Got it. And you have AMFAed your 24-105 to your 6D? I know that that lens seems to be one where people get mixed results. I had the same setup you do, 6D and 24-105L v1, and I always liked my results from it.

I will say that after switching to the R and the RF 24-105L, I am even happier with my images. But, I'm not a portrait photographer, so maybe I'm not noticing it as much as you would.


----------



## Bdbtoys (Aug 28, 2020)

Personally, with what you said I would go with the RF pair of 28-70 F2 + 70-200 F2.8 if you want to switch to RF. Unless weight is the issue, than sub the 24-70 F2.8. The thing is you mentioned dark shooting, otherwise I would give a plus to the 24-105 F4 (and you have one that size anyways).


----------



## pulseimages (Aug 28, 2020)

tron said:


> In that case a 16-35 4L IS will hold as well as 70-200L IS III and 24-70 2.8 II. But beware that in that case you will be probably tempted by the native RF lenses and a second upgrade will be costly since you will be giving up some serious glass bought new.
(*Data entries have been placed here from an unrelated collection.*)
PR #4213, opened 2026-07-08
Update depedencies

stmcginnis:
This raises our minimum Go version to 1.18 from the previous 1.17. We already had dependency versions that were only claimed compatibility with 1.18, and 1.17 has now been end-of-life for just short of four years.

Raised the dependency versions to the most recent version still claiming support for 1.18 wherever newer versions were available.


BenTheElder:
any notable changes in the deps upstream?

stmcginnis:
This is a little stale now. I'll revisit this after the next release and update to the latest versions. While doing that I'll try to call out any interesting changes I see with them.

stmcginnis:
Superceded by #4254 

/close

Someday I’ll switch to the new R system but won’t all those EF lenses you mentioned perform well with the EF-EOS R adapter?


----------



## pulseimages (Aug 28, 2020)

Maximilian said:


> Hi pulseimages!
> 
> 
> I would second that. Depending on your overal budget the Canon T&S are maybe out of reach if you don't get a great catch used.
> ...


Your 35 f/2 IS, is that lens nearly as good optically as the 35mm f/1.4 L II? I remember reading that one portrait photographer only carried 3 focal lengths in his bag. The 35, 85 and 135 primes.


----------



## Mt Spokane Photography (Aug 28, 2020)

I look at my usage in Lightroom to see which focal lengths and apertures get the usage. If I can see that I'm limited in a high usage area, that's where I'd upgrade. If your 100 Macro gets lots of use, you will love the 100mm L. If you see a need for 24-70 f/2.8, go for it. Don't get a lens for someone else, get one that your actual usage proves you can benefit by upgrading.


----------



## Maximilian (Aug 28, 2020)

pulseimages said:


> Your 35 f/2 IS, is that lens nearly as good optically as the 35mm f/1.4 L II? ...
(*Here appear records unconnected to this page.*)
PR #4214, opened 2026-07-09
docs: Add install options for Arch Linux

christian-heusel:
The package has now been imported into the official Arch Linux Package
Repositories so it can easily be installed via `pacman` now.


BenTheElder (commented):
/lgtm
/approve
thanks!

For about 1/3 of the price of the 35/1.4L II the IQ (see TDP) is not as good as that one. Though TDP makes it look worse as it really is.
But not only the price but also beeing much smaller it is more than good enough for me. 
Just take a look in the dedicated lens gallery here.


----------



## tron (Aug 28, 2020)

pulseimages said:


> Someday I’ll switch to the new R system but won’t all those EF lenses you mentioned perform well with the EF-EOS R adapter?


They will perform just fine. I am talking about the possible temptation to get native RF lenses to make the most of IS and get rid of adapters.


----------



## pulseimages (Aug 28, 2020)

tron said:


> They will perform just fine. I am talking about the possible temptation to get native RF lenses to make the most of IS and get rid of adapters.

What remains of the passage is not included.